-- Data to examine follows --

PR #4800, opened 2019-11-05
fix(serve): pass devServer sockPath properly to client

AlbertBrand:

- [x] Bugfix
- [ ] Feature
- [ ] Code style update
- [ ] Refactor
- [ ] Docs
- [ ] Underlying tools
- [ ] Other, please describe:

- [ ] Yes
- [x] No

**Other information:**

When you change the `devServer.sockPath` setting, one of the required `webpack-devserver-client` ignores the `sockPath` setting. This is visible in your developer console: the local sockjs url connects but the network sockjs fails.

This is caused by incorrectly providing the `sockPath` to the webpack client. It infers the host and port from the provided URL parameter but not the sockPath, which has to be specified as an additional parameter. This PR removes the path part from the `sockjsUrl` (as it does nothing) and adds the `sockPath` as additional param.

### DIFF
--- a/packages/@vue/cli-service/lib/commands/serve.js
+++ b/packages/@vue/cli-service/lib/commands/serve.js
@@ -126,9 +126,10 @@ module.exports = (api, options) => {
 
     // inject dev & hot-reload middleware entries
     if (!isProduction) {
+      const sockPath = projectDevServerOptions.sockPath || '/sockjs-node'
       const sockjsUrl = publicUrl
         // explicitly configured via devServer.public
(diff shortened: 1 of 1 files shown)


McPo:
Whats the normal release schedule for vue-cli, is there anything in particular that would trigger a patch release? As Id like to know how long I can expect until this fix is released.

Cheers,
Emmet

sodatea:
Need to clean up some other stuff.

I'll ship a release (4.4.0, under the `next` dist-tag first) next Monday, and move it to `latest` around Wednesday.

PR #4805, opened 2019-11-07
types(router): added router array type for Array RouteConfig

manuelojeda:

- [ ] Bugfix
- [x] Feature
- [ ] Code style update
- [ ] Refactor
- [ ] Docs
- [ ] Underlying tools
- [ ] Other, please describe:

- [ ] Yes
- [x] No

**Other information:**
This PR adds the type annotation to the const routes in router/index.ts when vue-router and TypeScript are selected in the CLI.
❌If you use the @vue/composition-api with both, router and TS selected, and error will pop up in the console as a shown in this image: [https://i.imgur.com/NXugrHy.png](https://i.imgur.com/NXugrHy.png)

✅ After you add the annotation as stated in this PR there is no error shown in the console: 
[https://i.imgur.com/rq0S34U.png](https://i.imgur.com/rq0S34U.png)

**Note:** ❌ If you add the annotation type like `const routes:<Array<RouteConfig>>` an error will occur and won't accept the error:  [https://i.imgur.com/5gytWju.png](https://i.imgur.com/5gytWju.png)

### DIFF
--- a/packages/@vue/cli-plugin-router/generator/template/src/router/index.js
+++ b/packages/@vue/cli-plugin-router/generator/template/src/router/index.js
@@ -1,10 +1,16 @@
 import Vue from 'vue'
+<%_ if (hasTypeScript) { _%>
+import VueRouter, { RouteConfig } from 'vue-router'
+<%_ } else { _%>
 import VueRouter from 'vue-router'
+<%_ } _%>
 import Home from '../views/Home.vue'
 
-Vue.use(VueRouter)
-
-const routes = [
+<%_ if (hasTypeScript) { _%>
+  const routes = <Array<RouteConfig>>[
+<%_ } else { _%>
+  const routes = [
+<%_ } _%>
   {
     path: '/',
     name: 'home',
@@ -25,6 +31,8 @@ const routes = [
     <%_ } _%>
   }
 ]
+
+Vue.use(VueRouter)
 
 const router = new VueRouter({
   <%_ if (historyMode) { _%>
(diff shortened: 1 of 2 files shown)


sodatea:
Sorry but I can't reproduce the error locally.
Do you have an reproduction repo? Did you use `@vue/composition-api`? If so, it should be a bug in that repo.

manuelojeda:
Of course, here is a basic repo builded with the CLI with TypeScript and Vue Router, and only added the @vue/composition-api.
I found out that the erorr occurs when you use the Composition API in a view, in this example just added the API at **views/Home.vue**

Here is the repo:
https://github.com/manuelojeda/vue-ts-router-composition-api

masonk:
https://github.com/vuejs/composition-api/issues/185 is probably a dupe of this

packages/@vue/cli-plugin-router/generator/template/src/router/index.js
```diff
@@ -26,6 +32,8 @@ const routes = [
   }
 ]
 
+Vue.use(VueRouter)
```
sodatea: Thanks for the update!
One last small suggestion here: it might be easier to read if we put the `Vue.use` statement back to the beginning of the file, right after the `import` statements.

manuelojeda: Done, `Vue.use` is in place

sodatea:
Thanks!

PR #4816, opened 2019-11-08
fix: don't prepend publicPath with slash

### LINKED ISSUE #3338: Why use ensureSlash to force slash in front?
We set `publicPath` in the `vue.config.js`. But it will add a slash in the front when there is no `https?:`. In our usage, we will use a publishing tools to handle some STRING LIKE `__CDN__`. In webpack we only need to set publicPath to `__CDN__/`, but now we should set as `./__CDN__/`.

 I don't think the cli should check and auto change personal publicPath settings.

For compatibility, maybe add an option like `forceSlash` to switch the feature is better.

### LINKED ISSUE #4184: The builder prepend '/' on publicPath when using  custom protocol publicPath
### Version
3.8.4

### Environment info
```
System:
    OS: Windows 10
    CPU: (4) x64 Intel(R) Core(TM) i5-6200U CPU @ 2.30GHz
  Binaries:
    Node: 9.5.0 - C:\Program Files\nodejs\node.EXE
    Yarn: Not Found
    npm: 5.6.0 - C:\Program Files\nodejs\npm.CMD
  Browsers:
    Edge: 42.17134.1.0
  npmPackages:
    @vue/babel-helper-vue-jsx-merge-props:  1.0.0
    @vue/babel-plugin-transform-vue-jsx:  1.0.0
    @vue/babel-preset-app:  3.8.0
    @vue/babel-preset-jsx:  1.0.0
    @vue/babel-sugar-functional-vue:  1.0.0
    @vue/babel-sugar-inject-h:  1.0.0
    @vue/babel-sugar-v-model:  1.0.0
    @vue/babel-sugar-v-on:  1.0.0
    @vue/cli-overlay:  3.8.0
    @vue/cli-plugin-babel: ^3.8.0 => 3.8.0
    @vue/cli-plugin-eslint: ^3.8.0 => 3.8.0
    @vue/cli-service: ^3.8.0 => 3.8.4
    @vue/cli-shared-utils:  3.8.0
    @vue/component-compiler-utils:  2.6.0
    @vue/preload-webpack-plugin:  1.1.0
    @vue/web-component-wrapper:  1.2.0
    eslint-plugin-vue: ^5.0.0 => 5.2.2 (4.7.1)
    vue: ^2.6.10 => 2.6.10
    vue-eslint-parser:  2.0.3 (5.0.0)
    vue-hot-reload-api:  2.3.3
    vue-loader:  15.7.0
    vue-style-loader:  4.1.2
    vue-template-compiler: ^2.6.10 => 2.6.10
    vue-template-es2015-compiler:  1.9.1
  npmGlobalPackages:
    @vue/cli: Not Found
```

### Steps to reproduce
```js
// vue.config.js
module.exports = {
  publicPath: 'customprotocol://www.my-app.com/'
}

```

### What is expected?
`<link href=customprotocol://www.my-app.com/js/app.3a07a650.js rel=preload as=script>`

`<link href=/customprotocol://www.my-app.com/js/app.3a07a650.js rel=preload as=script>`

---
In our APP, we will intercept the assets with customprotocol and get them from local cache. Please provide an option to allow using publicPath not starting with `https?`.

sodatea:
fixes #3338
fixes #4184

Actually I don't know why the slash was added in the first place, seems
extraneous to me.

- [x] Bugfix
- [ ] Feature
- [ ] Code style update
- [ ] Refactor
- [ ] Docs
- [ ] Underlying tools
- [ ] Other, please describe:

- [ ] Yes
- [x] No

**Other information:**

### DIFF
--- a/packages/@vue/cli-service/__tests__/Service.spec.js
+++ b/packages/@vue/cli-service/__tests__/Service.spec.js
@@ -104,6 +104,16 @@ test('normalize publicPath when relative', () => {
   expect(service.projectOptions.publicPath).toBe('foo/bar/')
 })
 
+test('allow custom protocol in publicPath', () => {
+  mockPkg({
+    vue: {
+      publicPath: 'customprotocol://foo/bar'
+    }
+  })
+  const service = createMockService()
+  expect(service.projectOptions.publicPath).toBe('customprotocol://foo/bar/')
+})
+
 test('keep publicPath when empty', () => {
   mockPkg({
     vue: {
--- a/packages/@vue/cli-service/lib/Service.js
+++ b/packages/@vue/cli-service/lib/Service.js
@@ -395,11 +395,8 @@ module.exports = class Service {
 }
 
 function ensureSlash (config, key) {
-  let val = config[key]
+  const val = config[key]
   if (typeof val === 'string') {
-    if (!/^https?:/.test(val)) {
-      val = val.replace(/^([^/.])/, '/$1')
-    }
     config[key] = val.replace(/([^/])$/, '$1/')
   }
 }


tjam0588:
Was this PR even reviewed?  It broke our app.  Thanks! *smh*

sodatea:
How? Any reproductions?

tjam0588:
How? Something was there. You removed it. Yes, the slash seemed extraneous, but I've got to imagine we aren't the only ones who had a process that took its existence into account. These are the kinds of changes that make people nervous about upgrading.

sodatea:
I'm **very sorry** for the inconvenience caused by this commit.

In theory, the old behavior is undocumented, unintended, and non-intuitive, so I didn't expect it to be depended on by any project.

And we've put this in the beta channel for 18 days before a stable release, so I really didn't intend it to break any production app. I'm deeply sorry for that.

Anyway, in retrospect,
1. Such insignificant fixes should be included in a major release rather than a patch, considering **every bug fix could be a breaking change to some users**. 
2. I'm considering using the `~` version range for generated projects by default in the next major (or maybe minor, I haven't discussed with other team members yet) version of Vue CLI.
  Only fixes for regressions can be added to subsequent patch releases.
  Other bug fixes should be included in minor versions, and users need to run `vue upgrade` manually to upgrade.

What do you think?

tjam0588:
Thankfully, it didn't break the production app.  We caught it in our CI environment. It just caused a bit of panic as we scrambled to understand what had changed.

qiulang:
We accidentally deleted package-lock.json all of sudden our web app stopped to work! We then finally found it was because we didn't add leading '/' our vue.config.js 

My question is what about the '/' in the end ? The document here https://cli.vuejs.org/config/#publicpath seems to say we need the '/' in the end. But thru our test we found we don't.

Issue #4544, opened 2019-09-05
"vue create ." overrides existing package.json


Joe-Kerr:
### Version
3.11.0

### Environment info
```
Environment Info:
  Windows
  Binaries:
    Node: 10.15.1 - node.EXE
    Yarn: Not Found
    npm: 6.1.0 - npm.CMD
  npmPackages:
    @vue/babel-helper-vue-jsx-merge-props:  1.0.0 
    @vue/babel-plugin-transform-vue-jsx:  1.0.0 
    @vue/babel-preset-app:  3.11.0 
    @vue/babel-preset-jsx:  1.1.0 
    @vue/babel-sugar-functional-vue:  1.0.0 
    @vue/babel-sugar-inject-h:  1.0.0 
    @vue/babel-sugar-v-model:  1.0.0 
    @vue/babel-sugar-v-on:  1.1.0 
    @vue/cli-overlay:  3.11.0 
    @vue/cli-plugin-babel: ^3.11.0 => 3.11.0 
    @vue/cli-plugin-pwa: ^3.11.0 => 3.11.0 
    @vue/cli-plugin-unit-mocha: ^3.11.0 => 3.11.0 
    @vue/cli-service: ^3.11.0 => 3.11.0 
    @vue/cli-shared-utils:  3.11.0 
    @vue/component-compiler-utils:  3.0.0 
    @vue/preload-webpack-plugin:  1.1.1 
    @vue/test-utils: 1.0.0-beta.29 => 1.0.0-beta.29 
    @vue/web-component-wrapper:  1.2.0 
    vue: ^2.6.10 => 2.6.10 
    vue-hot-reload-api:  2.3.3 
    vue-loader:  15.7.1 
    vue-style-loader:  4.1.2 
    vue-template-compiler: ^2.6.10 => 2.6.10 
    vue-template-es2015-compiler:  1.9.1 
    vuex: ^3.0.1 => 3.1.1 
  npmGlobalPackages:
    @vue/cli: Not Found 
```

### Steps to reproduce
- npm init
- vue create .

### What is expected?
merge package.json

### What is actually happening?
override package.json

Joe-Kerr:
The contents of the existing nodes_modules folder were removed as well :(

PR #4827, opened 2019-11-11
feat: respect existing package.json

zyy7259:

- [ ] Bugfix
- [x] Feature
- [ ] Code style update
- [ ] Refactor
- [ ] Docs
- [ ] Underlying tools
- [ ] Other, please describe:

- [ ] Yes
- [x] No

**Other information:**

This pull request will close https://github.com/vuejs/vue-cli/issues/4544

### DIFF
--- a/packages/@vue/cli-service/lib/Service.js
+++ b/packages/@vue/cli-service/lib/Service.js
@@ -1,14 +1,13 @@
 const fs = require('fs')
 const path = require('path')
 const debug = require('debug')
-const readPkg = require('read-pkg')
 const merge = require('webpack-merge')
 const Config = require('webpack-chain')
 const PluginAPI = require('./PluginAPI')
 const dotenv = require('dotenv')
 const dotenvExpand = require('dotenv-expand')
 const defaultsDeep = require('lodash.defaultsdeep')
-const { chalk, warn, error, isPlugin, resolvePluginId, loadModule } = require('@vue/cli-shared-utils')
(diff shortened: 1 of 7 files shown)


packages/@vue/cli/package.json
```diff
@@ -48,6 +48,7 @@
     "lodash.clonedeep": "^4.5.0",
     "lru-cache": "^5.1.1",
     "minimist": "^1.2.0",
+    "read-pkg": "^5.1.1",
```
pksunkara: You don't need this dep. We have some tools that gets the pkg info.

zyy7259: I'm not sure which tool I should use. Currently I only found that [@vue/cli-service/lib/Service.js#L49](https://github.com/vuejs/vue-cli/blob/v4.1.1/packages/%40vue/cli-service/lib/Service.js#L49) uses `read-pkg` to load the `package.json`.

pksunkara: Yup, so move this resolvepkg function to utils package, and we can use it as common in both places instead of doing it like this.

zyy7259: That makes sense.

zyy7259:
@pksunkara hi, I have modified the code as you requested. Should I rebase the code every time when `dev` has newer commits?

pksunkara:
Yes, please rebase since we need to re trigger CI

PR #4621, opened 2019-09-26
feat: support custom package manager

zyy7259:
**What kind of change does this PR introduce?** (check at least one)

- [ ] Bugfix
- [x] Feature
- [ ] Code style update
- [ ] Refactor
- [ ] Docs
- [ ] Underlying tools
- [ ] Other, please describe:

**Does this PR introduce a breaking change?** (check one)

- [ ] Yes
- [x] No

**Other information:**

Turn `Unknown package manager` error into a warning and use the npm subcommands as fallbacks.

PR #4828, opened 2019-11-11
feat: add option merge to command create

zyy7259:

- [ ] Bugfix
- [x] Feature
- [ ] Code style update
- [ ] Refactor
- [ ] Docs
- [ ] Underlying tools
- [ ] Other, please describe:

- [ ] Yes
- [x] No

**Other information:**

- Usage: `vue create --merge .`
- This option works like the `--force` option.

### DIFF
--- a/packages/@vue/cli/bin/vue.js
+++ b/packages/@vue/cli/bin/vue.js
@@ -63,6 +63,7 @@ program
   .option('-g, --git [message]', 'Force git initialization with initial commit message')
   .option('-n, --no-git', 'Skip git initialization')
   .option('-f, --force', 'Overwrite target directory if it exists')
+  .option('--merge', 'Merge target directory if it exists')
   .option('-c, --clone', 'Use git clone when fetching remote preset')
   .option('-x, --proxy', 'Use specified proxy when creating project')
   .option('-b, --bare', 'Scaffold project without beginner instructions')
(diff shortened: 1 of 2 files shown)


sodatea:
I don't feel like adding this feature. Because the end result is still unpredictable and the directory could still get messed up.
A warning on the overriding might suffice.

zyy7259:
What I want to do with this option is auto generating projects by some tools based on vue-cli.

The tool I used needs to write some files before calling vue-cli.

I just want to skip the prompt, and merge files immediately.

pksunkara:
I agree with @sodatea here. If you want to, you can create a new folder and merge those 2 folders with some other tools locally.

zyy7259:
By default, without any cli options, if the target dir is existing, `@vue/cli` will prompts the user to either delete the target folder or merge with it.

And there is an option `--force` to skip the prompt and delete the target folder. So I just want to add an option `--merge` to skip the prompt and merge with the target folder.

Actually I'm writing a tool which combined `@vue/cli` with [a custom package manager](https://github.com/vuejs/vue-cli/pull/4621). I need to write some info into the `package.json` in the target folder first. And during the creation of the target project, [these info](https://github.com/vuejs/vue-cli/pull/4827) will be used by the custom package manager to installing deps.

So I just want this `--merge` option to skip the prompt and automate the whole creation procedure.

pksunkara:
That actually sounds better. If you are okay, we can merge this @sodatea

pksunkara:
This is still failing. You think there's an issue with your code?

```
FAIL packages/@vue/cli/__tests__/Upgrader.spec.js
```

pksunkara:
Never mind, it has been happening on `dev` too

PR #4842, opened 2019-11-13
Replace chalk.reset with stripAnsi in @vue/cli-shared-utils/lib/logger.js

perakerberg:

- [x] Bugfix
- [ ] Feature
- [ ] Code style update
- [ ] Refactor
- [ ] Docs
- [ ] Underlying tools
- [ ] Other, please describe:

- [ ] Yes
- [x] No

**Other information:**
When logging multi-line logs, the logger uses chalk.reset in order to get the length of the tag for the log. This is to achieve an indented layout of multi-line logs. However, chalk.reset only replaces styles such as **bold** and *italic*, not color, see [GitHub issue](https://github.com/chalk/chalk/issues/62). When the tag contains colors, the result is not pretty. Replacing with stripAnsi gets the intended result.

I found this behavior when using the GeneratorApi.exitLog function, when building a custom preset for vue-cli. Any multi-line entry is not well-formatted, and adding multiple exitLog calls gets rather noisy, since the logger adds the preset name as the preceding tag.

**Note**: This introduces a new require of "strip-ansi". If that is okay or not for vue-cli, I am not sure.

-- Data to examine concluded --

= Exercise =
Beginning at the line that contains "I found this", transcribe every line through the end of the material exactly, leaving out all earlier lines.

= Exercise result =
I found this behavior when using the GeneratorApi.exitLog function, when building a custom preset for vue-cli. Any multi-line entry is not well-formatted, and adding multiple exitLog calls gets rather noisy, since the logger adds the preset name as the preceding tag.

**Note**: This introduces a new require of "strip-ansi". If that is okay or not for vue-cli, I am not sure.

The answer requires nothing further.